Is it a good reliable cutter?


----------



## SandyMcC (Jul 23, 2009)

Our original KNK's were all Redsail machines. They are pretty good. The only problems we've had is that sometimes the coils have to be replaced after a few years. Sometimes the customers can do that themselves if they are comfortable soldering.


----------



## Leg cramps (Feb 9, 2009)

Sandy I would never buy a cutter from anyone but you.I reccomend everyone to do so also!


----------



## SandyMcC (Jul 23, 2009)

Leg cramps said:


> Sandy I would never buy a cutter from anyone but you.I reccomend everyone to do so also!


Aw... thanks, Eric! I thought maybe, based on that design you had yesterday, you might be wanting to find a larger format cutter and wanted to find something less expensive than our 24" machines.


----------



## Leg cramps (Feb 9, 2009)

Nah,Ill just stay withing my limits!I got to start making money anyhow before I satr spending again!LOL!


----------



## gabenick2 (Nov 23, 2010)

Sandy.. I have read several post and I have gathered that you are the "go to" girl!! I am just starting to invest in rhinestones, I have just purchased a kit with templates and rhinestones ect... minus the cutter and software.
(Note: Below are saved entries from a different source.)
PR #340, opened 2017-06-29
Partially rollback the authorization checks for project selector

jwforres:


jwforres:
See my comments with the change for more details but basically the changes necessary to make this work correctly are significant enough at this point that I don't think its worth the risk just for tech preview.  You'll still get an error from the API as soon as you actually try to create the service instance or new app.

It wasn't obvious an error existed when using mocked data / controllers. I really feel like we should stop using mock data as the default when developing, it is sufficiently easy at this point to get the catalog running with oc cluster up.

dtaylor113:
> It wasn't obvious an error existed when using mocked data / controllers. I really feel like we should stop using mock data as the default when developing, it is sufficiently easy at this point to get the catalog running with oc cluster up.

This ones on me, I did run a quick test in console but obviously it wasn't enough.   My apologies, going forward I'll be sure to fully test code in the console.
Thanks,
Dave

PR #356, opened 2017-07-11
Update to angular-patternfly v4.1.1 and patternfly v3.25.1.  Bumped version

dtaylor113:
WIP - Do Not Merge!

Dependency | Version & Changes
-- | -- |
patternfly | 3.25.1
angular-patternfly | 4.1.1
jQuery | ~2.1.4 => 3.2.1
lodash | ~3.10.1 => 4.17.4 <br>_The following changes were made:_ <br>_.first to _.head <br> _.indexBy to _.keyBy <br>_.trunc to _.truncate <br>_.sortByAll into _.sortBy <br> _.assign into _.assignWith <br> _.omit into _.omitBy

**Note:** angular-bootstrap resolving to lower version (0.14.3) to match console.  When console updates to angular-bootstrap v2.2.x (to match angular-patternfly v4.1.1), then catalog will update as well.

Affected areas are the pfWizards used in the Ordering Panel and the pfFilter used in Service (Browse Catalog) view.


bower.json
```diff
@@ -34,12 +34,12 @@
     "angular-resource": "1.5.11",
     "angular-sanitize": "1.5.11",
     "angular-route": "1.5.11",
-    "angular-bootstrap": "0.14.3",
-    "angular-patternfly": "3.24.0",
+    "angular-bootstrap": "2.2.x",
```
spadgett: We can't bump this here until we also bump it in origin-web-console

dtaylor113: Why not?  In console we resolve to the lower version.

spadgett: You're right: we can. But I'd prefer to keep them at the same level. If we (unintentionally) use a new angular-bootstrap API here, it will work, but break when we pull it into console. Those kinds of errors are hard to track down.

I don't think the changes are too hard to just bump it everywhere. See my comments in https://github.com/openshift/origin-web-console/issues/1861

dtaylor113: Fixed the angular-bootstrap issue in console, think we're good to go.  Thanks for the tip!

bower.json
```diff
@@ -84,8 +84,11 @@
   },
   "resolutions": {
     "moment": "~2.18.1",
-    "patternfly": "~3.24.0",
-    "jquery": "2.1.4",
-    "font-awesome": "~4.7.0"
+    "patternfly": "~3.25.1",
+    "jquery": "3.2.1",
+    "font-awesome": "~4.7.0",
+    "lodash": "4.x",
```
spadgett: A little worried that we need this resolution. Is one of our dependencies relying on lodash 3?

dtaylor113: I think this was due to pulling in the current origin-web-common.   Once the common PR is merged and released I'll try again without the resolution.

spadgett: OK, we need to test everything together in the console before we merge any of the PRs. I can assist with this.

package.json
```diff
@@ -91,7 +91,7 @@
     "less": "^2.3.1",
     "less-loader": "^2.2.2",
     "live-server": "^0.9.2",
-    "lodash": "3.10.1",
+    "lodash": "4.17.4",
```
spadgett: Here I think it can be `~4.17.4`. We'll look in origin-web-console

I need to budget for now and am looking for a cutter in which I can cut my own templates. What would you recommend? I also have a Mac so it would have to be Mac compatible. I will be making many designs related to sports. Any suggestions?


----------



## SandyMcC (Jul 23, 2009)

gabenick2 said:


> Sandy.. I have read several post and I have gathered that you are the "go to" girl!! I am just starting to invest in rhinestones, I have just purchased a kit with templates and rhinestones ect... minus the cutter and software. I need to budget for now and am looking for a cutter in which I can cut my own templates. What would you recommend? I also have a Mac so it would have to be Mac compatible. I will be making many designs related to sports. Any suggestions?
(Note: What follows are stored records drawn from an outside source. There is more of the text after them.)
PR #360, opened 2017-07-13
Avoid error when no exposed ports in builder image

spadgett:
Fixes https://github.com/openshift/origin-web-console/issues/1842

cc @johnkim76


spadgett:
@jwforres This is the same behavior as ApplicationGenerator:

https://github.com/openshift/origin-web-console/blob/master/app/scripts/services/applicationGenerator.js#L398-L400

jwforres:
can merge once travis passes

PR #362, opened 2017-07-13
Avoid runtime error when service class displayName set to null

spadgett:
Fix a problem where a runtime error occurs when the `displayName` for a service class is explicitly set to `null` (rather than undefined).

@dymurray


spadgett:
@jwforres Hold, there is another problem

spadgett:
@jwforres Provision dialog has runtime errors with this service class. I'll look at this more tomorrow.

PR #364, opened 2017-07-14
Bug 1471040 - Don't block builder flow if can't get instances

spadgett:
- Don't block the user from creating from builder if there's an error getting the instances
- Fix an error where the watch isn't closed when switching projects, which means the instances listed in the dialog might be for the wrong project

Fixes https://bugzilla.redhat.com/show_bug.cgi?id=1471040


jwforres:
approve for 3.6 once travis passes

PR #365, opened 2017-07-14
Adding Deploy Image and Import YAML / JSON options

rhamilto:
https://trello.com/c/Dk9IxmCH

FOLLOW ONs:

- [ ] change the presentation of the links to a dropdown at smaller resolutions once @jeff-phillips-18 addition of add from another project lands


rhamilto:
@openshift/team-ux-review, we may want to rethink the placement of the Deploy Image and Import YAML / JSON links.

With the default set of categories, we're running out of space to accommodate the new links on a single line at various resolutions between 480px and ~1000px.  Given the categories are customizable, it's even less predictable if the links will fit given there could be more categories.

Here are a few screenshots to illustrate what is happening:

localhost-9001-home 1
localhost-9001-home
localhost-9001-home 2
localhost-9001-home ipad
localhost-9001-home iphone 6

One option would be to put the new links alongside "Browse Categories", which may better communicate that these options are siblings of browsing rather than a child.  Other ideas?

ncameronbritt:
What about including those links at the same level as "Browse Catalog"? Those three are lumped together in the same menu inside of a project.

serenamarie125:
we met on this on Friday. @beanh66 should be adding mocks with suggested designs on Monday

beanh66:
@rhamilto We met Friday as @serenamarie125 mentioned and came up with the following:
-On the two smallest size screens we can use the mobile approach where the two options are placed below the catalog. 
-On all other size screens we will put the links on the same line as "Browse Catalog" as @ncameronbritt suggested. 
-The links should be white but we will maintain the same blue hover color.

artboard 1
artboard 2
artboard 3
artboard 4
artboard 5

rhamilto:
Having the mobile layouts differ that much poses some technical challenges that probably aren't worth the overhead given our limited mobile usage.  To keep things simpler, I propose we look at maintaining the link position alongside "Browse Catalog", but maybe truncate a label as needed for the smallest mobile layouts (320px - ~400px)?  For example, if "YAML / JSON" is hidden from "Import YAML / JSON", everything still fits at the smallest viewport width (320px), and there is plenty of room for full labels at 400px and up.  Thoughts?

320px
localhost-9001-home iphone 5

400px
localhost-9001-home 1

beanh66:
@rhamilto Understood on the overhead and agreed we don't want to spend too much extra time on the mobile view. What you have should work pending a few suggestions from @jennyhaines in order to distinguish these options from the "Browse Catalog" title. 
-Change the link color to: #7bd2f2 at all sizes and remain at the 12px font size for mobile

jennyhaines:
@rhamilto - don't kill me, but I prefer the previous version, of the links in white, and at 11px font. I know technically from an accessibility standpoint, the smallest size that text should ever be on mobile is 12px, but 11px looks so much nicer, and this is just one instance.

src/components/services-view/services-view.html
```diff
@@ -3,7 +3,18 @@
     <div class="spinner spinner-xl"></div>
   </div>
   <div ng-if="$ctrl.loaded" class="services-view-container mobile-{{$ctrl.mobileView}}-view">
-    <h1>Browse Catalog</h1>
+    <div class="add-methods">
+      <h1>Browse Catalog</h1>
+      <!-- TODO:  make it so add-other links only appear if cb exists -->
+      <ul class="add-other">
+        <li>
```
jeff-phillips-18: adding ng-if="$ctrl. onDeployImageSelected" to this li should resolve the TODO

src/components/services-view/services-view.html
```diff
@@ -3,7 +3,18 @@
...
+          <a href="" ng-click="$ctrl.deployImageClicked()">Deploy Image</a>
+        </li>
+        <li>
```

Restricting yourself to Mac-only software greatly restricts your options. The majority of my Mac customers will either install a Windows emulator, along with a version of Window,s OR will purchase a used or inexpensive new laptop PC so that they can run our KNK or ACS Studio software. 

But, one possibility is to use either Corel Draw for the Mac or even Inkscape to create your rhinestone patterns and then you can purchase one of the KNK cutters and FlexiStarter, which is a Mac-based program that will cut to a KNK. FlexiStarter is too basic to do rhinestone designs however it will import AI, EPS and some of the other standard graphic formats. 
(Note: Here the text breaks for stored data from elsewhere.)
PR #502, opened 2022-11-29
ba-Feat/badge bot test

tobi-bams:


kevkevinpal:
maybe adding functionality to use `/badge create ...badge_args` would be cool so we don't need to wait for a frontend to be built

tobi-bams:
Screenshot 2022-12-06 at 16 46 17

A screenshot of the badge bot working

kevkevinpal:
is there a way to add this info to that message 

`{"id":185,"icon":"earn-badge","name":"Spending","asset":"c6bd66770303542b04044f66d69772d8c72a11dfbe8d2e065893b4e3006f0be5","token":"bb8ef70ea0ec8dc713426c0d2b49cd50c4163fb67dfa5abf135f8ff18c261dbf","amount":10,"creator":"037820f6377ca9df93f15bad6968e5b06f9a87f1bc40c29e2ebeaeab06e0b5df62"},`

or maybe a link to the blockstream liquid explorer with the asset id
https://blockstream.info/liquid/asset/c6bd66770303542b04044f66d69772d8c72a11dfbe8d2e065893b4e3006f0be5

and maybe add self custody the token by heading to the people page

So maybe
```
Tobi earned the spending badge!
https://blockstream.info/liquid/asset/c6bd66770303542b04044f66d69772d8c72a11dfbe8d2e065893b4e3006f0be5
redeem on people.sphinx.chat
```

We can do this for now so people can know exactly where to see the asset

kevkevinpal:
you can find all the assets on the elements server by this endpoint
https://liquid.sphinx.chat/list

tobi-bams:
Alright, this is possible would update that.....

tobi-bams:
@kevkevinpal updated the message for the badge bot response, attached is a screenshot
Screenshot 2022-12-08 at 13 16 06

kevkevinpal:
@tobi-bams to test add `-b add_bolt` here to get the test running using the correct branch and if it works we should be good to merge the sphinx-stack changes and the change it back to master and then merge this change

https://github.com/stakwork/sphinx-relay/pull/502/files#diff-2289f323d1e30f0ec6781fe565465798b0be9d8facf72fad2bd5701e0357a885R64

tobi-bams:
@kevkevinpal yeah, we could use that branch, but for now, the test would still fail because the liquid server is not allowing us to create badges.
We also need to update the boltwall image in Docker Hub

kevkevinpal:
@tobi-bams do you know if the boltwall container is calling the actual sphinx-liquid server?

tobi-bams:
> @tobi-bams do you know if the boltwall container is calling the actual sphinx-liquid server?

Yes it is calling the actual sphinx-liquid server

kevkevinpal:
> > @tobi-bams do you know if the boltwall container is calling the actual sphinx-liquid server?
> 
> Yes it is calling the actual sphinx-liquid server

Hmm if that's the case then it doesn't make sense to do that in the testing env because then we'll run out of sats very quickly since we're running these test for every PR

it seems like either we need to get a mock response somehow coming from the sphinx-liquid server or get the liquid server working on regtest on sphinx-stack which might be difficult considering it needs the liquid sidechain

tobi-bams:
> > > @tobi-bams do you know if the boltwall container is calling the actual sphinx-liquid server?
> > 
> > 
> > Yes it is calling the actual sphinx-liquid server
> 
> Hmm if that's the case then it doesn't make sense to do that in the testing env because then we'll run out of sats very quickly since we're running these test for every PR
> 
> it seems like either we need to get a mock response somehow coming from the sphinx-liquid server or get the liquid server working on regtest on sphinx-stack which might be difficult considering it needs the liquid sidechain

Yea I agree, I would suggest we go with a mock response

kevkevinpal:
I'm thinking if it might take a while to include mock responses to sphinx-stack we might want to do extensive unit testing to get this feature going quicker

you can find the unit tests here

https://github.com/stakwork/sphinx-relay/tree/master/src/tests/unit_tests

Evanfeenstra:
Nice job creating tests for it. What is you plan to add mocks?

I think you need some more validation in places. Like after `const amount = Number(arr[3])` you can check `if (!amount)` then return a failure text message like "Invalid amount"

Also a good idea to include a `/badge help` command that returns some help text (like what order the arguments are in)

tobi-bams:
Thanks @Evanfeenstra, 
I would be using [Mockable.io](https://www.mockable.io/) to mock responses from the liquid server and add this endpoint to the boltwall environment variable.

I would add those extra validations thanks.

In regards to the `/badge help` I have that already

There could be other Mac-only solutions and, hopefully, others will post their suggestions, too.


----------



## plan b (Feb 21, 2007)

Here is a quote from the Graphtec cutter site on the CE 5000 series. At least with the CE series you will have a cutter with servo motors.

The CE5000 comes with ROBO Master Pro design software (Windows 2000/XP/Vista/7) and the completely new Cutting Master 2 Production Manager and Plug-in for the latest versions of CorelDRAW© and Adobe Illustrator© on Windows. Adobe Illustrator© plug-in available for Macintosh systems.


----------



## SandyMcC (Jul 23, 2009)

Quote from the owner of Accugraphic Sales, Inc, who is the USA distributor of the Foison cutters (sold under the brand names of KNK and ACS): "Our cutters have a hybrid motor and control system that has Micro Stepper motors. They are much smoother and accurate than standard steppers. There is not necessarily a correlation of price difference from Stepper and Servo. This can be a very deep subject and I don't think I should go here because it will take me hours to properly portray the technicalities. Some companies call closed loop stepper systems "Servo" and there is a lot of skewing of the truth. Some of the most expensive CNC systems use Stepper and some Servo. It comes down to quality first and method for purpose and lastly and still important is price. Servo systems are most always much faster than Stepper but when you can only cut a said material so fast, what is the need to have a system that can exceed a maximum cutting speed of the material."

The Graphtec cutters are a great choice if you need to do a lot of print and cut applications because they have the optic eye. Now, this is not needed in rhinestone applications at all. But if you were ever to need to do these, then I would recommend it because our cutters (which have a laser alignment light) require our KNK?ACS Studio software for the print and cut process to work. 

On the other hand, if you ever plan to expand your business to cut other materials, such as fabric, tackle twill, or other denser materials requiring a higher force machine, then you're better off with a KNK/ACS machine because it has 950g of maximum cutting force, compared to only 300g with the Graphtec.


----------



## plan b (Feb 21, 2007)

I doubt any of the major garment decorators here or anywhere are going to buy a foison over a Roland, Graptec,GCC, or any of the rest of the big name standards, no matter how hard you state the case it just won't happen on a consistent basis. Go into any sign shop and look around the cutter they have will be one of the major brands.


----------



## Louisa (Oct 25, 2010)

Hi Sandy,

I need help!!!! I been duing my designs by hand. I was able to save some money last year and I found the R-Wear sofewear and I purchased it bad invesment. So now I want to make sure to due my homework. I will like to know what type of cutter can I but with a budget of $500.00 and if it comes with the sofewear??


----------



## SandyMcC (Jul 23, 2009)

plan b said:


> I doubt any of the major garment decorators here or anywhere are going to buy a foison over a Roland, Graptec,GCC, or any of the rest of the big name standards, no matter how hard you state the case it just won't happen on a consistent basis. Go into any sign shop and look around the cutter they have will be one of the major brands.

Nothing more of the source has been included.